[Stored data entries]

PR #1550, opened 2025-02-25
CIRC-2265 - Fix duplicate request ID for pickslips

gurleenkaurbp:
## Purpose

To fix the issue as mentioned here https://folio-org.atlassian.net/browse/UIREQ-1261?focusedCommentId=251374

## Approach

While determining the pickslips for TLR and ILR the same request ID was being fetched because a Where clause was missing for requestLevel=Item for ILR same is present for TLR. Added this where clause for the request type as Page.
#### TODOS and Open Questions
- [ ] Check logging

### DIFF
--- a/src/main/java/org/folio/circulation/resources/SlipsResource.java
+++ b/src/main/java/org/folio/circulation/resources/SlipsResource.java
@@ -355,7 +355,8 @@ public abstract class SlipsResource extends Resource {
     final Result<CqlQuery> typeQuery = exactMatch(REQUEST_TYPE_KEY, requestType.getValue());
     final Result<CqlQuery> statusQuery = exactMatch(STATUS_KEY, RequestStatus.OPEN_NOT_YET_FILLED.getValue());
     var requestLevelQuery = exactMatch(REQUEST_LEVEL_KEY, RequestLevel.ITEM.getValue());
-    final Result<CqlQuery> statusAndTypeQuery = requestType.equals(RequestType.PAGE) ? typeQuery.combine(statusQuery, CqlQuery::and)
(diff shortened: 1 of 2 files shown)


AntonAntonich (approved):

src/main/java/org/folio/circulation/resources/SlipsResource.java
```diff
@@ -354,7 +354,10 @@ private CompletableFuture<Result<StaffSlipsContext>> fetchItemLevelRequests(
 
     final Result<CqlQuery> typeQuery = exactMatch(REQUEST_TYPE_KEY, requestType.getValue());
     final Result<CqlQuery> statusQuery = exactMatch(STATUS_KEY, RequestStatus.OPEN_NOT_YET_FILLED.getValue());
-    final Result<CqlQuery> statusAndTypeQuery = typeQuery.combine(statusQuery, CqlQuery::and);
+    var requestLevelQuery = exactMatch(REQUEST_LEVEL_KEY, RequestLevel.ITEM.getValue());
+    final Result<CqlQuery> statusAndTypeQuery = requestType.equals(RequestType.PAGE) ? typeQuery.combine(statusQuery, CqlQuery::and)
```
alexanderkurash, line 358: A couple of questions:
- We're only applying request level filtering to Page request types (pick slips) here. Is this change irrelevant for search slips (Hold requests)?
- I think this line's length exceeds 100

gurleenkaurbp: Answers for the question --
The issue is raised specifically for print pick slips feature for displaying number of copies and therefore as of now its applicable for only Page request type. 
Second point i will change it.

alexanderkurash (approved):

» Problem requirements: Go through the data above and return each line containing the string "main".

» Exercise result:
--- a/src/main/java/org/folio/circulation/resources/SlipsResource.java
+++ b/src/main/java/org/folio/circulation/resources/SlipsResource.java
src/main/java/org/folio/circulation/resources/SlipsResource.java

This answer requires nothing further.